Task to carry out - Across the data below, how many lines hold "does"? Answer with that number and nothing else.

===== Records for this task

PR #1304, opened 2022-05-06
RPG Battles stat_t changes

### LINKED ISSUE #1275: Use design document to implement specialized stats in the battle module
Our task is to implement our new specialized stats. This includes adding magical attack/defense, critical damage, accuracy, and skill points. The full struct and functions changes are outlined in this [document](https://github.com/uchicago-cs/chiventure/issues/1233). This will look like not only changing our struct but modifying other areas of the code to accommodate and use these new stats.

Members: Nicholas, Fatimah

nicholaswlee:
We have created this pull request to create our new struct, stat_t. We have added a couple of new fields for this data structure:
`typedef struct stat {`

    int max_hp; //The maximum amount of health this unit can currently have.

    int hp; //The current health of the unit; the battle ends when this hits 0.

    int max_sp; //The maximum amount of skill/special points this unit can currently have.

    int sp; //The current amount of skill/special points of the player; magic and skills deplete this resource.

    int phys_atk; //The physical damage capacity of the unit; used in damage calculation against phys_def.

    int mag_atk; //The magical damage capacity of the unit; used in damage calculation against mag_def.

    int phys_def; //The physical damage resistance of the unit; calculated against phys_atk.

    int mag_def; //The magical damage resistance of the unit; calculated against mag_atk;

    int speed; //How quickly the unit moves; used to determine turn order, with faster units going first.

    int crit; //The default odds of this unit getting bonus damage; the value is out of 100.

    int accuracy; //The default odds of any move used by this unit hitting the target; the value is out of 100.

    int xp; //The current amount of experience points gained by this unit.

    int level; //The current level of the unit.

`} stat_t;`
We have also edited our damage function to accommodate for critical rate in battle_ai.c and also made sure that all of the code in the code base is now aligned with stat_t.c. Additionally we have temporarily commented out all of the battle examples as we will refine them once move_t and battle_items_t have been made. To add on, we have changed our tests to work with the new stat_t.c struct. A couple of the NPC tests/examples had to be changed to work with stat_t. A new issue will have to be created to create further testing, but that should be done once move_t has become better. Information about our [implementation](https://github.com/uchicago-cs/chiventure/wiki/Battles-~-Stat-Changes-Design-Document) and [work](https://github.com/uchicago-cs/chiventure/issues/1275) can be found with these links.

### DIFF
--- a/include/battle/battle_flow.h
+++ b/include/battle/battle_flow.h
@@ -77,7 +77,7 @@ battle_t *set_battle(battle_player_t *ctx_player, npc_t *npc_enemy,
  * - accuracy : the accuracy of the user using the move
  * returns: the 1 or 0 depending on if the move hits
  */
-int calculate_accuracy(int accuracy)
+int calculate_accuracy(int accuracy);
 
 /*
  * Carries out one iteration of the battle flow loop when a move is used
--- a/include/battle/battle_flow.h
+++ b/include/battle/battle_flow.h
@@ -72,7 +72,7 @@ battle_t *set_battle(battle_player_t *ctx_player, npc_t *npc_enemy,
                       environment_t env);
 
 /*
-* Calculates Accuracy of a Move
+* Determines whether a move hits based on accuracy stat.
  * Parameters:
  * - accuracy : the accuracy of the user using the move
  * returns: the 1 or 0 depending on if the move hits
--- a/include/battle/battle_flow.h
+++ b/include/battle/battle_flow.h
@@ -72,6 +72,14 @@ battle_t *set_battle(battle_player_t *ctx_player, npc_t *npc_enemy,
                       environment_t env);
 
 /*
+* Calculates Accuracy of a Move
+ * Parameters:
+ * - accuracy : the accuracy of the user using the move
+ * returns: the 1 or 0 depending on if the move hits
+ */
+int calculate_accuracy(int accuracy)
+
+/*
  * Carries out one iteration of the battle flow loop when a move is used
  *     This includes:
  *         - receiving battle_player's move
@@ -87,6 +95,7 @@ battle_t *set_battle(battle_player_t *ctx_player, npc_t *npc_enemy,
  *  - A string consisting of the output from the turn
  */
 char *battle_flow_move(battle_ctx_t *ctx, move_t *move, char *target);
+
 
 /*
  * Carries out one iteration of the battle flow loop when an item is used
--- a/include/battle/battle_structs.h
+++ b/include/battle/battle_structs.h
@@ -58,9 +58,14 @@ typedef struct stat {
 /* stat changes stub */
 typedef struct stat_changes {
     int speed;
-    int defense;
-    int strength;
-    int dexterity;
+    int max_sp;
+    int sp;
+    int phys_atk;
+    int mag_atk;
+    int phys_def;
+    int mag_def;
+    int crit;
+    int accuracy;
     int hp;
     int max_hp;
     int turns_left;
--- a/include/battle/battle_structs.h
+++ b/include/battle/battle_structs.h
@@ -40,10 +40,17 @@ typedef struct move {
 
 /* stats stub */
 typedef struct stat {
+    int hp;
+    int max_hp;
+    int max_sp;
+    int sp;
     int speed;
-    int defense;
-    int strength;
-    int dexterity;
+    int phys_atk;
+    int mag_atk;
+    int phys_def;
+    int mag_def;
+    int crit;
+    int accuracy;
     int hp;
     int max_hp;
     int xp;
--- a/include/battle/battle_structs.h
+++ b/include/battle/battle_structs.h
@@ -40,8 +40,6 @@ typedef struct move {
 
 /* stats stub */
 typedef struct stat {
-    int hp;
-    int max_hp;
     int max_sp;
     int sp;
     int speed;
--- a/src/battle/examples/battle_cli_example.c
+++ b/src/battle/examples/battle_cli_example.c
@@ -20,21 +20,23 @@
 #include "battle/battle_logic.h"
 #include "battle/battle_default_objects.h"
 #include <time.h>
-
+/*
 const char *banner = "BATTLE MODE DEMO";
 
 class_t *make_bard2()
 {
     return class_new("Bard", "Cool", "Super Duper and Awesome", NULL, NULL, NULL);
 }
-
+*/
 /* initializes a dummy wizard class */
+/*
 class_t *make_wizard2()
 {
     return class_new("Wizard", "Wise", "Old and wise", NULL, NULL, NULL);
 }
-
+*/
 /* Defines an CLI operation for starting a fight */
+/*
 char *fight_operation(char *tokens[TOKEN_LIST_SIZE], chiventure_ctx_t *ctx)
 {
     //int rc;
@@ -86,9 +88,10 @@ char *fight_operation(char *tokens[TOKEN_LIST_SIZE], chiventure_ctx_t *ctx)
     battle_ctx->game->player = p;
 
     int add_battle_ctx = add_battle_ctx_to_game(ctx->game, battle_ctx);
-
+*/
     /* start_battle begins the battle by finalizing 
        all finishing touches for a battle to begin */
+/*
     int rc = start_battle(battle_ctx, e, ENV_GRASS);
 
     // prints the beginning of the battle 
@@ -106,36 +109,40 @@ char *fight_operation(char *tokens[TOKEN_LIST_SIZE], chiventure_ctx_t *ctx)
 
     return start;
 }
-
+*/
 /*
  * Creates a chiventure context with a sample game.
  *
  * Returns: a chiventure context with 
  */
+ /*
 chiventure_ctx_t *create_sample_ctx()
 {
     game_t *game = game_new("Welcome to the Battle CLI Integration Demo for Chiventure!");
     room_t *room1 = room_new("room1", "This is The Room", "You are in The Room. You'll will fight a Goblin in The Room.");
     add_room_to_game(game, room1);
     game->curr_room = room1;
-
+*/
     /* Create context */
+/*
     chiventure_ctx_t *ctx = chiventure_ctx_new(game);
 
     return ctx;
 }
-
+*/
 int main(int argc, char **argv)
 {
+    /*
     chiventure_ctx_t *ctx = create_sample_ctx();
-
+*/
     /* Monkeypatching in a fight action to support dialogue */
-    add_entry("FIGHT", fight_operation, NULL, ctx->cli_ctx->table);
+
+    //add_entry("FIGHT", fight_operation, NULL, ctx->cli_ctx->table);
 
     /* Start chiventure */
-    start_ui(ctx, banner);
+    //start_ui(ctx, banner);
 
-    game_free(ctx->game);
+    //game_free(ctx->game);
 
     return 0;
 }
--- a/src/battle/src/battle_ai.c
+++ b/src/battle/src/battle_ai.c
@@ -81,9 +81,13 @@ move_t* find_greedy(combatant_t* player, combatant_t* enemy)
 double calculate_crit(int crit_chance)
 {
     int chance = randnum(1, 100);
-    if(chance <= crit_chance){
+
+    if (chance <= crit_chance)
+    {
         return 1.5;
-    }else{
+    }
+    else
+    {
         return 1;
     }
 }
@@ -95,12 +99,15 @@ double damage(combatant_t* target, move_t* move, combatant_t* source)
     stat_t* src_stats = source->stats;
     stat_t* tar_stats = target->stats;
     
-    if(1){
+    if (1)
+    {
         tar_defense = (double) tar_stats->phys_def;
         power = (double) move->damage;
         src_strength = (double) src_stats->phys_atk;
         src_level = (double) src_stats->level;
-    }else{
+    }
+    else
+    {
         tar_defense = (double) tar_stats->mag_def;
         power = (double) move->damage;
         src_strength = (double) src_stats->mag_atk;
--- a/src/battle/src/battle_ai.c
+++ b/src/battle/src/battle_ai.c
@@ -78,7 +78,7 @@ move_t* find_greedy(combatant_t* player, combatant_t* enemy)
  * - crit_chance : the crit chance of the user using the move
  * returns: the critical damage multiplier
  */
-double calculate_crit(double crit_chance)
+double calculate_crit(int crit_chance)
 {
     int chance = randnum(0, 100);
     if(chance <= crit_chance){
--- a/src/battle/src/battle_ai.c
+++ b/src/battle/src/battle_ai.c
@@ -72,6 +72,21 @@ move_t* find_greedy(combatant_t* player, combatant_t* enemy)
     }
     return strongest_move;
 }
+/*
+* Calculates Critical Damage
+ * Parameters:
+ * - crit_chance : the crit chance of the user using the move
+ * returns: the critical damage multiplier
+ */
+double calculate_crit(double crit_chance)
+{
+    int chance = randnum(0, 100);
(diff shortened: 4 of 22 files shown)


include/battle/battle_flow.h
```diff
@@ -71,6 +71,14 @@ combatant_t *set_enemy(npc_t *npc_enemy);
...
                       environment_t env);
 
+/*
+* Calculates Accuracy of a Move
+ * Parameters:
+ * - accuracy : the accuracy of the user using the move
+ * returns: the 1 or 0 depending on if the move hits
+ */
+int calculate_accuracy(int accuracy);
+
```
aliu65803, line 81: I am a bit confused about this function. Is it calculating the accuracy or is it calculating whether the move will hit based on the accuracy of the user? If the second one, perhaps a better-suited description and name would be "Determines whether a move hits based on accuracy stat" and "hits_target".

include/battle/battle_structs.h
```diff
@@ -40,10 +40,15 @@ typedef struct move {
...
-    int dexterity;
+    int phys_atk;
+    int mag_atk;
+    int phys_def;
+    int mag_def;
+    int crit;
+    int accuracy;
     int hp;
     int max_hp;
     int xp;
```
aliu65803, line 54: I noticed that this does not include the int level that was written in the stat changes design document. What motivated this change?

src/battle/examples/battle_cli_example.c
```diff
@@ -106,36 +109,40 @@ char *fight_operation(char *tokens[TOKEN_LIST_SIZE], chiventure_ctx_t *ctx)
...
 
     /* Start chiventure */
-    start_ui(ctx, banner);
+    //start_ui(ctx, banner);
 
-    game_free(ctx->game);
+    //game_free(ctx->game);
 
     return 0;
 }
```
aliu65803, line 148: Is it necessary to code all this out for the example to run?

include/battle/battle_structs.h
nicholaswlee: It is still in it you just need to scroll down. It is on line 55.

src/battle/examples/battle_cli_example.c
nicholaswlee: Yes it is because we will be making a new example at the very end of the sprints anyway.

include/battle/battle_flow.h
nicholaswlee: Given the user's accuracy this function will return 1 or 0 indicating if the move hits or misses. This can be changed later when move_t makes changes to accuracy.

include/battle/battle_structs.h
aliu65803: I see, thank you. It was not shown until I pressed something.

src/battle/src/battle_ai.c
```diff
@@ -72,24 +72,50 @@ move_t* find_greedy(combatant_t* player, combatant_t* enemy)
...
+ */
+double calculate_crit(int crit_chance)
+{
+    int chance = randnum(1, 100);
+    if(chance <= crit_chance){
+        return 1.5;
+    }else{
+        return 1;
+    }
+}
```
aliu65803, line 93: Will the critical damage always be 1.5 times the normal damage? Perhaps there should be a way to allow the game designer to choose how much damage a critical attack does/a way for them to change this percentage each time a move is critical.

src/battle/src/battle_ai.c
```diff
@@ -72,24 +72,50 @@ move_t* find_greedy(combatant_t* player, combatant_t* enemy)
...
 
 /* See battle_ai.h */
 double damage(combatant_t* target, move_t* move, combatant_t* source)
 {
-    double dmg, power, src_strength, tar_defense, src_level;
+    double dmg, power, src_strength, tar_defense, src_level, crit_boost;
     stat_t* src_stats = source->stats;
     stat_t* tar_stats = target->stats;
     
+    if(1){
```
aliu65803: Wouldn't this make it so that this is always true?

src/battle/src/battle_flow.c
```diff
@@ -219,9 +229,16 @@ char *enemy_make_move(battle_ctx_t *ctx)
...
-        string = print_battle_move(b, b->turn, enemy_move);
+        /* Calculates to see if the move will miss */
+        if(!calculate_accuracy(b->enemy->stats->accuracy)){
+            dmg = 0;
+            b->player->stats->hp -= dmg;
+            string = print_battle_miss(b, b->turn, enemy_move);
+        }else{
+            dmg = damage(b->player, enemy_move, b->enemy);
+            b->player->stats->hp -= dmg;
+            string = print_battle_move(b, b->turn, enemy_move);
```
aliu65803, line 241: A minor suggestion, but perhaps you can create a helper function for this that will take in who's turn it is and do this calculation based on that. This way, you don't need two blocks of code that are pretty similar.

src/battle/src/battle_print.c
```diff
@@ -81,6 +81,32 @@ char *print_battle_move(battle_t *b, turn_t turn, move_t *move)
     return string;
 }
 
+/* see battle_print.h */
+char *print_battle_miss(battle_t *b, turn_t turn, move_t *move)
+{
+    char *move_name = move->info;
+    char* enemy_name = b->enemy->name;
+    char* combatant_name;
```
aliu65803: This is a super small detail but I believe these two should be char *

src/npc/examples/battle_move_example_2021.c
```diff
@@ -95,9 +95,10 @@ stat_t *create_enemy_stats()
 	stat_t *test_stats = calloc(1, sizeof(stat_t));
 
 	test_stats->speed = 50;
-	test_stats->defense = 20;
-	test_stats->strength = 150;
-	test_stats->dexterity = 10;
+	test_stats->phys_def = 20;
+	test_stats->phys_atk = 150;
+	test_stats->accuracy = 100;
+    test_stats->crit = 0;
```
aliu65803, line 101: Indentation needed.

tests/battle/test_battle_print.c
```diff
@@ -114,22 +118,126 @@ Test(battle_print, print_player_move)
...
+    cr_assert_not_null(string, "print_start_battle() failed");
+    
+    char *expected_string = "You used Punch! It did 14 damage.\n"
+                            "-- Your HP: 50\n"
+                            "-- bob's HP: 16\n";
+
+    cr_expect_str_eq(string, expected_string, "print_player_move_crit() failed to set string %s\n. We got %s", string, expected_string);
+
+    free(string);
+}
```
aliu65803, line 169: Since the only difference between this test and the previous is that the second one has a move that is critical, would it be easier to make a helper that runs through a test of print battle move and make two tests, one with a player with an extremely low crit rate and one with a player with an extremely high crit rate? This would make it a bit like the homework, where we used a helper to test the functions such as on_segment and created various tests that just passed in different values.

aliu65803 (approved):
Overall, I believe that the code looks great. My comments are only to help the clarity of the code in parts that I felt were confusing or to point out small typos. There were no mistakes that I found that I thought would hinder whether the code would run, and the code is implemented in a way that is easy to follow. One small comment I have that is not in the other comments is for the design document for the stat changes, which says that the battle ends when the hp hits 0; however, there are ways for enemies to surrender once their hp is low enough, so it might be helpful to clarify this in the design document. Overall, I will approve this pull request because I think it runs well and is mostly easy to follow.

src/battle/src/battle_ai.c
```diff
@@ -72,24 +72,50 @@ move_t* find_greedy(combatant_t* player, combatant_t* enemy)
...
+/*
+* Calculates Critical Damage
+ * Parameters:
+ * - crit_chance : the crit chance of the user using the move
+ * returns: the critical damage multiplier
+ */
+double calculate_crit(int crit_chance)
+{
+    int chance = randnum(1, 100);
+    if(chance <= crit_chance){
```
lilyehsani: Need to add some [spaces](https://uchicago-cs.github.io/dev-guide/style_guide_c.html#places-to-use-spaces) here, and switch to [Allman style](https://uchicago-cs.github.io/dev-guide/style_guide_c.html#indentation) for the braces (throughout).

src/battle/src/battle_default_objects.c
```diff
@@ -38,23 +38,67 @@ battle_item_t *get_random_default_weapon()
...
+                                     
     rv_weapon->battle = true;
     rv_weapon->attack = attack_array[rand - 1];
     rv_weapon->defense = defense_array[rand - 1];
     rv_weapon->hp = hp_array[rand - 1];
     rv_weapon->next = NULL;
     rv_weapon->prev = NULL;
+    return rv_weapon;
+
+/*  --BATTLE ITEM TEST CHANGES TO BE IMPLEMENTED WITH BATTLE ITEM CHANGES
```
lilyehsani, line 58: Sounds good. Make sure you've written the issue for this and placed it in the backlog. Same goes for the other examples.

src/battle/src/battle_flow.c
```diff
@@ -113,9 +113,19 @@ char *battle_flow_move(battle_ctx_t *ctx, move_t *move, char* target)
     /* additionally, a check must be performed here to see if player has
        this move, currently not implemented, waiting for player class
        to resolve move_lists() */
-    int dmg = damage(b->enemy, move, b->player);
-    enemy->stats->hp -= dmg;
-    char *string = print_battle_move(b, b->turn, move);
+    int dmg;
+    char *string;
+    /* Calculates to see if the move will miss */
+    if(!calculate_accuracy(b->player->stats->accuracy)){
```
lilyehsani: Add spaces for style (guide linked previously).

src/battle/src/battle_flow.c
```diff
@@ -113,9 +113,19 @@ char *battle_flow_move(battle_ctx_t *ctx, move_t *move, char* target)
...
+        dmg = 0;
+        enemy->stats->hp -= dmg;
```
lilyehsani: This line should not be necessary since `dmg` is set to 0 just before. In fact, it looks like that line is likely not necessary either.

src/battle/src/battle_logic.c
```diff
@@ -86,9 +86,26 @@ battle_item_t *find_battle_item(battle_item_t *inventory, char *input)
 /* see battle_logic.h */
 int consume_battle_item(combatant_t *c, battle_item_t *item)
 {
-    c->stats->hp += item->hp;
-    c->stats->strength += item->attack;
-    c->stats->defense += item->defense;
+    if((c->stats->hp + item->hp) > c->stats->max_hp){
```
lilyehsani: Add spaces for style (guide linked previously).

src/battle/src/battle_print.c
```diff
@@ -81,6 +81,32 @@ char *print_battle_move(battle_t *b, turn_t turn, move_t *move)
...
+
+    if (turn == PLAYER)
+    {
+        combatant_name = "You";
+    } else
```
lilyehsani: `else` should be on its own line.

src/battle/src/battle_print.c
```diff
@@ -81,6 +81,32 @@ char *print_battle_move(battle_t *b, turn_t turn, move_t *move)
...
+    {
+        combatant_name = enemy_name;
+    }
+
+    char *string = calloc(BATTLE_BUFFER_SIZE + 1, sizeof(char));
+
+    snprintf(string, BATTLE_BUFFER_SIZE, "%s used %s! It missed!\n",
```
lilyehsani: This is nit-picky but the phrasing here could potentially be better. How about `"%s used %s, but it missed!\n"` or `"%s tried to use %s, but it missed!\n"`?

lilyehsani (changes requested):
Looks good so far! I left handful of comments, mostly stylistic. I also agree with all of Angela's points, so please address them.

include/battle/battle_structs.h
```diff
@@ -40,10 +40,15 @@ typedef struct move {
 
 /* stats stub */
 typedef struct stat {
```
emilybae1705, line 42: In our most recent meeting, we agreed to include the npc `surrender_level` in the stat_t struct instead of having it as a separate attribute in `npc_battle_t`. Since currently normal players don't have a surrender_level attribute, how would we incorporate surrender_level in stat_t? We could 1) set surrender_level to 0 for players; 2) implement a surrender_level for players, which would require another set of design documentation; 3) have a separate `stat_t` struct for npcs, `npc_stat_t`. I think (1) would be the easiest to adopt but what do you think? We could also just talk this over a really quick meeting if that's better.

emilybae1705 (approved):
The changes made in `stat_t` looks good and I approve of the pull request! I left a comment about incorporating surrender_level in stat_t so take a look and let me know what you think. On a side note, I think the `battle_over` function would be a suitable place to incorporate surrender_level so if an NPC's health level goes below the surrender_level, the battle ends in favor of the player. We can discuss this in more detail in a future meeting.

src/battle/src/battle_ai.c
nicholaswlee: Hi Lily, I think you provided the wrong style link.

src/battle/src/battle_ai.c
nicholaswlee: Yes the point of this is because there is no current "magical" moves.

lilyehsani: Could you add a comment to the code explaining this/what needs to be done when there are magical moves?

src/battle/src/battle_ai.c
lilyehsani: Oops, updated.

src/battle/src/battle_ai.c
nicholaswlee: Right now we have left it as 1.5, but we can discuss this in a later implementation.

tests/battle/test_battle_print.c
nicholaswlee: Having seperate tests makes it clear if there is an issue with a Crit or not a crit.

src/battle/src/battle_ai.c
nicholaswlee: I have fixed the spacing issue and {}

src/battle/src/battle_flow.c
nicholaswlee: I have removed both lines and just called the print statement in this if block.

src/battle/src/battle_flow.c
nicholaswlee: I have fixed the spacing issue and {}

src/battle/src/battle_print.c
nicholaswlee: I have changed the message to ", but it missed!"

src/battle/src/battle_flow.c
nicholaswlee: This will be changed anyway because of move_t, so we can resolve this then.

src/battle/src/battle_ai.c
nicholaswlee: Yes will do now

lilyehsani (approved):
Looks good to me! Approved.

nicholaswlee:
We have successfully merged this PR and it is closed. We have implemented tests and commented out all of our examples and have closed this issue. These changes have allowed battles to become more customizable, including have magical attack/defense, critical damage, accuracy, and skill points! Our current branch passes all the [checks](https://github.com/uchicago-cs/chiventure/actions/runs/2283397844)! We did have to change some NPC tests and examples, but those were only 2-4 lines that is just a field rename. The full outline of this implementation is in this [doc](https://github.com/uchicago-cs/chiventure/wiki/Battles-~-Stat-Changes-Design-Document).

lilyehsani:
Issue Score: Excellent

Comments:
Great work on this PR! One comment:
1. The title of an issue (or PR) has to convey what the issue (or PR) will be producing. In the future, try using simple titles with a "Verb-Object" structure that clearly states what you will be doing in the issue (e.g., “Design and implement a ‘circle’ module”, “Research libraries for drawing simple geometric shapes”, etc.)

==========

Response to the exercise - 2